Task input Start Marker

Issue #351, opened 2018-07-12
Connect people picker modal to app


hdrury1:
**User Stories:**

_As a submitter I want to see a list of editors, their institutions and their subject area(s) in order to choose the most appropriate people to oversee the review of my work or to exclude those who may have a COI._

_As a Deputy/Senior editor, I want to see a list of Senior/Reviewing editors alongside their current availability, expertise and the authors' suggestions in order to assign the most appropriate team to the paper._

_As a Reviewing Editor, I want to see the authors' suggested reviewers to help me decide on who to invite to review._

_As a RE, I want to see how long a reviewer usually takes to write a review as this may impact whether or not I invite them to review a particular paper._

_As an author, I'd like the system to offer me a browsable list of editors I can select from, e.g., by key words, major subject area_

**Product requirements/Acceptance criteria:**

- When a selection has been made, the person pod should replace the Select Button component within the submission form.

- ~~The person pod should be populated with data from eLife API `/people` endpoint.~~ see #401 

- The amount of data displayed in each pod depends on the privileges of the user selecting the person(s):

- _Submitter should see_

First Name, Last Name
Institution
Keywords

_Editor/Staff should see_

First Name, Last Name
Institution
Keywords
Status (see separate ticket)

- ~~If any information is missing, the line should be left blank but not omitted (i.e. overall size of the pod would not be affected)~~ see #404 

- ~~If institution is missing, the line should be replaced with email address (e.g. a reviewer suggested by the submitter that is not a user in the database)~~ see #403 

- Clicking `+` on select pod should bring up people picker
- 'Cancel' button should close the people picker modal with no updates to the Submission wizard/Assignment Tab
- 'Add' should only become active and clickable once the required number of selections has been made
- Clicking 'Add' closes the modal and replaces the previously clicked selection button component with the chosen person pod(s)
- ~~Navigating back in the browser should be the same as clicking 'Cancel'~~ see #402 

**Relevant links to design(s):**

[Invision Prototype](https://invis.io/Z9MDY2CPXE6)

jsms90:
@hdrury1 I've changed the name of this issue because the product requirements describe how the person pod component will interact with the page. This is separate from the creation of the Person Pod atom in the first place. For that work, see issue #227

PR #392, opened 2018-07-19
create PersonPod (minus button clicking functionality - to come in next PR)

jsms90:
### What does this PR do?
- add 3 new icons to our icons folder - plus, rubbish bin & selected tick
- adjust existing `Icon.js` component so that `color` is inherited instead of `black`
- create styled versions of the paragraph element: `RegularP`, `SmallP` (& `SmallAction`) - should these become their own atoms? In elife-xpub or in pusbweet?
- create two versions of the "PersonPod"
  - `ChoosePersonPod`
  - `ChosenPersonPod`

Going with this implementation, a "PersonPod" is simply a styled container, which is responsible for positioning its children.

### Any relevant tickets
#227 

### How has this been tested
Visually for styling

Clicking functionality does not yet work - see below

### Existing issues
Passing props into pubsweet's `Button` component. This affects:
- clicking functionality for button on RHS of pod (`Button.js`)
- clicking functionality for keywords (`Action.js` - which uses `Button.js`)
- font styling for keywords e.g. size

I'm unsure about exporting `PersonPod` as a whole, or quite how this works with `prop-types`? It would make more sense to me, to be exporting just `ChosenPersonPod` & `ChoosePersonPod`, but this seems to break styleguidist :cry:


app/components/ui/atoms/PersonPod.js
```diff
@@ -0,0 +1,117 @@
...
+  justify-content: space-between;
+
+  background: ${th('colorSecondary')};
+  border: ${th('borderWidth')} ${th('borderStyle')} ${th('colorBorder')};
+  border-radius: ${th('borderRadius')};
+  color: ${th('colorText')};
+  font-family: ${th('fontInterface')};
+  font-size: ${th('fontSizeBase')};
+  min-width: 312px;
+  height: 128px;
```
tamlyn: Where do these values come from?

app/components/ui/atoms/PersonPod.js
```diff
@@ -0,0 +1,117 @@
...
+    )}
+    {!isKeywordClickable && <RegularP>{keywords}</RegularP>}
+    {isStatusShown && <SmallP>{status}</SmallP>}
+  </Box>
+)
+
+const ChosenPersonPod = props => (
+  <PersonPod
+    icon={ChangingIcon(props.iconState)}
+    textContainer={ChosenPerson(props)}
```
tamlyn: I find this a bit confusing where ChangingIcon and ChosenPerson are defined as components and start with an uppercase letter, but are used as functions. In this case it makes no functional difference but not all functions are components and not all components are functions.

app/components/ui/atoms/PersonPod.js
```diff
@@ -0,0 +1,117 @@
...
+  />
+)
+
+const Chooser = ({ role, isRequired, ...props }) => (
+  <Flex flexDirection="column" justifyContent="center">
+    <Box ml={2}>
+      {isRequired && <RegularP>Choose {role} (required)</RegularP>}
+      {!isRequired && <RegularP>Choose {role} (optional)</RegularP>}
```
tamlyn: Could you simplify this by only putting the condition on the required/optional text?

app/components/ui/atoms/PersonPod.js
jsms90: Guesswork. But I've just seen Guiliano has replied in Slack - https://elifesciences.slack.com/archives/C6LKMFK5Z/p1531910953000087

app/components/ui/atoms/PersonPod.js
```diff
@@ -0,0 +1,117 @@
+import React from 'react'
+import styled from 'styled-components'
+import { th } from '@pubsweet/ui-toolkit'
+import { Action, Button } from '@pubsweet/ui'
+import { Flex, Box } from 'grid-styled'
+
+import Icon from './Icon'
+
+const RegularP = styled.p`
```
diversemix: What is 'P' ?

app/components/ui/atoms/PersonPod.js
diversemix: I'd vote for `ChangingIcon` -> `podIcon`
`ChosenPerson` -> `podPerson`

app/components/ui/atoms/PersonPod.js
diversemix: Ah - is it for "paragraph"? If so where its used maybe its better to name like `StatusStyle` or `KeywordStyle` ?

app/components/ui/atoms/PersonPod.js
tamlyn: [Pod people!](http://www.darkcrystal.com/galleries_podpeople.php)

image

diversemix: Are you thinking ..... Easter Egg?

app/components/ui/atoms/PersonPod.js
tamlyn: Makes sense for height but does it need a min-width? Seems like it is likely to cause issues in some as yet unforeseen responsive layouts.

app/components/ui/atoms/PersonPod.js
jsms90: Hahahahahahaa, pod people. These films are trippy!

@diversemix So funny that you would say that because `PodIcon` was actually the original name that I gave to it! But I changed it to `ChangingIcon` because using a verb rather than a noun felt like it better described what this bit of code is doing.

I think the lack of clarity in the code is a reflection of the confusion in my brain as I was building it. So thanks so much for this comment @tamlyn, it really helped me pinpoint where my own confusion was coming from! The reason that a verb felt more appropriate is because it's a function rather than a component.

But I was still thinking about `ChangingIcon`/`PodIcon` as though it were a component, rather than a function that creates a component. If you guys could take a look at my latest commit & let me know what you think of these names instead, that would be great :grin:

Task input End Marker
Task input Start Marker

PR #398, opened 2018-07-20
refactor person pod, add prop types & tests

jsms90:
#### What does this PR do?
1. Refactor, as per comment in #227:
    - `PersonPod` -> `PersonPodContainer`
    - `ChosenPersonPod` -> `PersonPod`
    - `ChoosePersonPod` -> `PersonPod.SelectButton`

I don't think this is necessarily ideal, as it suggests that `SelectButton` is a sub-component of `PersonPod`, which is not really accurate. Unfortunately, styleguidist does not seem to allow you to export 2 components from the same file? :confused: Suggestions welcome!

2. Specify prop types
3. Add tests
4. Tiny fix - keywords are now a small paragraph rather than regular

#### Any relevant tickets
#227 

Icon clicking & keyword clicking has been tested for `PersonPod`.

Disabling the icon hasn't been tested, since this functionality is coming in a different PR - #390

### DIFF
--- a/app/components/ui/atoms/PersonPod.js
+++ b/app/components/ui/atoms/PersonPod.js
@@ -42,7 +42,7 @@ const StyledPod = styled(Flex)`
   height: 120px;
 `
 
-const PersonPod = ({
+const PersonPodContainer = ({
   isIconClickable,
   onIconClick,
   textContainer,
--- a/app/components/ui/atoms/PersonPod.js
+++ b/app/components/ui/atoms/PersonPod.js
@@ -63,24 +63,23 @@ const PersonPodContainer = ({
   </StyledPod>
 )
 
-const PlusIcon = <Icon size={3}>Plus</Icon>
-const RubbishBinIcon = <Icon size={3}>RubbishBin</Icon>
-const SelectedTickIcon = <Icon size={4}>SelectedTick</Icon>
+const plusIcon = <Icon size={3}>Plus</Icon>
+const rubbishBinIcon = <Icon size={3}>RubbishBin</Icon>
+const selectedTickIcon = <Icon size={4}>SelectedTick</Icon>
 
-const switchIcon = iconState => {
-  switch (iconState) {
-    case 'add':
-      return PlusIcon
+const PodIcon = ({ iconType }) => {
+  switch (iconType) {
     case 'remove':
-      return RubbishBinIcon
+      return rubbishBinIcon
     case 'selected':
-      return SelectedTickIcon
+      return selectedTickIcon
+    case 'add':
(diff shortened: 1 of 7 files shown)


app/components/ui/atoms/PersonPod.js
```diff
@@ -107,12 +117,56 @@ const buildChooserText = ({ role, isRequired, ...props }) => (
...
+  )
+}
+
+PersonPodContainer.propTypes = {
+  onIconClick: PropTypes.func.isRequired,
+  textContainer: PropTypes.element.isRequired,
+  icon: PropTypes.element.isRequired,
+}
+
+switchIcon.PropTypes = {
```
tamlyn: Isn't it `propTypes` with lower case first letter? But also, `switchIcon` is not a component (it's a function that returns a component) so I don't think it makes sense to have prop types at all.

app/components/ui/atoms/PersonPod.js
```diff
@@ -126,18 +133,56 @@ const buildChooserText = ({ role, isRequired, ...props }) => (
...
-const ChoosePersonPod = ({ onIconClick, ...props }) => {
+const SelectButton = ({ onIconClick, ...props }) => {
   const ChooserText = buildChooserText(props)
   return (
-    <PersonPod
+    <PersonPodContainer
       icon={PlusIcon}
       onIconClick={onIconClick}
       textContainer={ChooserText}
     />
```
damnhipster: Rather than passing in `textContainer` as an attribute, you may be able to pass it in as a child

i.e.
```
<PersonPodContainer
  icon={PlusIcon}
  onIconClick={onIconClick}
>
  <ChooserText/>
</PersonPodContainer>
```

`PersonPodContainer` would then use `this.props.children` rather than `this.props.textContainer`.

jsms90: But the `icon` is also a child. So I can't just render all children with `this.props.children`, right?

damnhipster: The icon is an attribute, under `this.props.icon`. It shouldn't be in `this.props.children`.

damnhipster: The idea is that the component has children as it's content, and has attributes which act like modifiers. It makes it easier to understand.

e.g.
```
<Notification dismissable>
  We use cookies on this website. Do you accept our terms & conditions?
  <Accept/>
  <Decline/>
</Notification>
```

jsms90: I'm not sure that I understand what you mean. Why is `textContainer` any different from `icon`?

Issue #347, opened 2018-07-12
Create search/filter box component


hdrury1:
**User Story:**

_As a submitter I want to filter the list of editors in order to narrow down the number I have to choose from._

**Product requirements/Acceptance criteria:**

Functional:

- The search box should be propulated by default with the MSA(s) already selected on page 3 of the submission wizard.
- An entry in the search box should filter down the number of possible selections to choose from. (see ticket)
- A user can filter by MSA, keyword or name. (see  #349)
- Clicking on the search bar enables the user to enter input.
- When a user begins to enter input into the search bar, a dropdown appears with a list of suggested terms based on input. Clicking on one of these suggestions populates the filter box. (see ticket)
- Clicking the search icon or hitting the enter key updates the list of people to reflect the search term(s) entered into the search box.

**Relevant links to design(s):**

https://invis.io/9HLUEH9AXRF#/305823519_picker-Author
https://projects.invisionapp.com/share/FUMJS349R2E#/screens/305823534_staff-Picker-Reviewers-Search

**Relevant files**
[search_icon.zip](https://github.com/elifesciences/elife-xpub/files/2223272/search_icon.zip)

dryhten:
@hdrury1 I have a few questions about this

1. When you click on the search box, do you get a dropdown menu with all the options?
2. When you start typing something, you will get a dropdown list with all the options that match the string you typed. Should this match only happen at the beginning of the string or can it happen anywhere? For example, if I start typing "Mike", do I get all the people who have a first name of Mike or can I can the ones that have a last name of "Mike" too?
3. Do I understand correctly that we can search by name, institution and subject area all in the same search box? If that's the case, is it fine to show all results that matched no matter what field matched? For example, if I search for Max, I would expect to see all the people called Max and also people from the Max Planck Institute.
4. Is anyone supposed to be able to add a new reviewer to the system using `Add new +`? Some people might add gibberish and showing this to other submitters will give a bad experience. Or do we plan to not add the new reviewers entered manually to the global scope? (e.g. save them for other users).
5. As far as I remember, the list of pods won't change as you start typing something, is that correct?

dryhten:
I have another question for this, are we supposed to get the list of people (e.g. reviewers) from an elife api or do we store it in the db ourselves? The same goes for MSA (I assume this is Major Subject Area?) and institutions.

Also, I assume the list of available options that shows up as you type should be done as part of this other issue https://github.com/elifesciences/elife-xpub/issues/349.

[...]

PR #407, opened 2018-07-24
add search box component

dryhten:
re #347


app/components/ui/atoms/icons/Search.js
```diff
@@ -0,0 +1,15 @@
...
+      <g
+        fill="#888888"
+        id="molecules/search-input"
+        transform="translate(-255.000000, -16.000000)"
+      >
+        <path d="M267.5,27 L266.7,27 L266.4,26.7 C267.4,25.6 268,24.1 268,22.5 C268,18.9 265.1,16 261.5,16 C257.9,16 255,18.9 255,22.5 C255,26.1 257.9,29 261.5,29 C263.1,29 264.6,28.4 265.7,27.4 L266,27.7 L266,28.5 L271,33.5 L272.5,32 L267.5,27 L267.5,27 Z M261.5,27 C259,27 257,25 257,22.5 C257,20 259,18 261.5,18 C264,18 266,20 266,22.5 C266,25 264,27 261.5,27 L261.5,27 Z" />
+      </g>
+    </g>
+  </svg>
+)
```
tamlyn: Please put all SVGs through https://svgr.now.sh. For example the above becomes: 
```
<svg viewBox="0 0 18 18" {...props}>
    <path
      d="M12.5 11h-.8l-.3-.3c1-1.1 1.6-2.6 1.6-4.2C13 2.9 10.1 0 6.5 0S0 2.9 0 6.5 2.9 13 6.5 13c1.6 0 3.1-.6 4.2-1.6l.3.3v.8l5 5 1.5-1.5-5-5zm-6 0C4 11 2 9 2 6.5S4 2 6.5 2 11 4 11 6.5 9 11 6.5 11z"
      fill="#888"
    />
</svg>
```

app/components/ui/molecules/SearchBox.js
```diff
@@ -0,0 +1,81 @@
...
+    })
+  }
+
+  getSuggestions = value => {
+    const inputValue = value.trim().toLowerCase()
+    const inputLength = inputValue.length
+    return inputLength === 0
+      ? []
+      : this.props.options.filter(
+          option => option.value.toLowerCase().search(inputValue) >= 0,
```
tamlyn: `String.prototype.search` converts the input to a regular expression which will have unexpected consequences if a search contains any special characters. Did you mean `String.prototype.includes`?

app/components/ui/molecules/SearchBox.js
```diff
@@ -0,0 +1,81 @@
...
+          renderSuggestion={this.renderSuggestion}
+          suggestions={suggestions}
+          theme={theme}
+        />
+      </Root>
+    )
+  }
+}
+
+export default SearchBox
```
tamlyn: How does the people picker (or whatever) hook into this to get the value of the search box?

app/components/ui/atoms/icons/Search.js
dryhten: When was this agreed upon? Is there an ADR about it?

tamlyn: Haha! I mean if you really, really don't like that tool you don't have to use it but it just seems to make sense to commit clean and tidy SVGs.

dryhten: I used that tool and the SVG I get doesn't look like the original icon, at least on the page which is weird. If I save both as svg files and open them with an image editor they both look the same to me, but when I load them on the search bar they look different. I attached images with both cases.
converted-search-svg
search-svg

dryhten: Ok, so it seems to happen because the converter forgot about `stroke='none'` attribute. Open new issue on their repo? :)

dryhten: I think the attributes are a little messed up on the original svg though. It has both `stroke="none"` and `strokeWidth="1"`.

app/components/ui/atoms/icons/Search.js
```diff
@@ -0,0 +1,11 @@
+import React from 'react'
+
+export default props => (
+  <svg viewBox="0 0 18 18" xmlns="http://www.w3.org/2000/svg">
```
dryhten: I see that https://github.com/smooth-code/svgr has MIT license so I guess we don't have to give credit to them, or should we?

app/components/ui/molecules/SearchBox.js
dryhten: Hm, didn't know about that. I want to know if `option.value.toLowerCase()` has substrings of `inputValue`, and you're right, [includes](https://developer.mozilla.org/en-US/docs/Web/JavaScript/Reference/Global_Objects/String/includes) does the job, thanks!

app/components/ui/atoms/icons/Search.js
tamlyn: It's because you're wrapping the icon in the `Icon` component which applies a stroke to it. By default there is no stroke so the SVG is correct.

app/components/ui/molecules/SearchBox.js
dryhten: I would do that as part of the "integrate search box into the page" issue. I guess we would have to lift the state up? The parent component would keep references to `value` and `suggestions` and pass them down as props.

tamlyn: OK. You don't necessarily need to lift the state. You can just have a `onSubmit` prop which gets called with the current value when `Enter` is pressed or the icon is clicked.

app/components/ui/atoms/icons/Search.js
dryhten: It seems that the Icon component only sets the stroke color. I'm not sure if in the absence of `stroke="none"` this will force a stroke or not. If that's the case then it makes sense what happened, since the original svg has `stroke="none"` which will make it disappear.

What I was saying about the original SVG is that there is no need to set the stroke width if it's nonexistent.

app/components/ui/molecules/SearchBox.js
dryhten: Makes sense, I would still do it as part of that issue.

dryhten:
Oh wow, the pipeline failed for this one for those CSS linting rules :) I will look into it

Task input End Marker

Your objective
Where does the word "optional" occur in the data? Copy every line that has it.

Solution to this exercise
+      {!isRequired && <RegularP>Choose {role} (optional)</RegularP>}
tamlyn: Could you simplify this by only putting the condition on the required/optional text?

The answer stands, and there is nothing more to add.